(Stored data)
──────────
PR #2938, opened 2026-05-12
contributing: add note about meeting a maintainer

j2kun:
We had been considering and discussing adding a requirement for contributors to meet a maintainer. This PR makes that official.

### DIFF
--- a/docs/content/en/docs/Development/ai_policy.md
+++ b/docs/content/en/docs/Development/ai_policy.md
@@ -66,6 +66,20 @@ squanders the learning opportunity and doesn't add much value to the project.
 **New contributors using AI tools to fix issues labelled as "good first issues"
 is forbidden**.
 
+Finally, new contributors not recognized by the maintainers should first meet a
+project maintainer in a non-textual format before their first contribution will
+be accepted. This includes:
+
+- Meeting a maintainer in person.
+- Attending office hours or a working group meeting (cf. our
+  [community calendar](/community/)).
+- Scheduling a video call with a maintainer (reach out via
+  [Discord](/community/) or email).
+
+New PRs from unrecognized contributors that appear to be AI-generated will be
+closed with a reference to this policy. New issues or issue comments from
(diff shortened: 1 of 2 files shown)


docs/content/en/docs/Development/ai_policy.md
```diff
@@ -66,6 +66,19 @@ squanders the learning opportunity and doesn't add much value to the project.
 **New contributors using AI tools to fix issues labelled as "good first issues"
 is forbidden**.
 
+Finally, new contributors must first meet a project maintainer in a non-textual
+format before their first contribution will be accepted. This includes:
```
asraa: I might push back a little on the "must" - I think the nice part about github and open source is welcoming contributions from anywhere; for e.g. would we require this from someone who regularly chats online with us or is the author of a paper we're porting to HEIR? I think the intent here is to understand the contribution rationale and understand the intent of the contributor (i.e. not just AI contributions to gain internet karma). Maybe we can change must to something more like strongly suggest? Or add the reasoning that we expect some engagement before a first contribution.
Below it says "unrecognized contributors that appear to be AI-generated" - I think that's totally valid.

j2kun: My main goal is to have a means of provenance of identity. So maybe, "if the maintainers don't know who you are, then you must meet a maintainer first. Maintainers may waive this for contributors with a strong prior connection to the community via academic publications or related open source work." 

I.e., I'd be fine with the author of an FHE paper reaching out over email. But such a person would almost certainly quickly come to a video call to discuss what they want to do.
──────────
What to work on> Write down how many lines of the data above contain the word "accepted", with nothing else.

Answer box> 2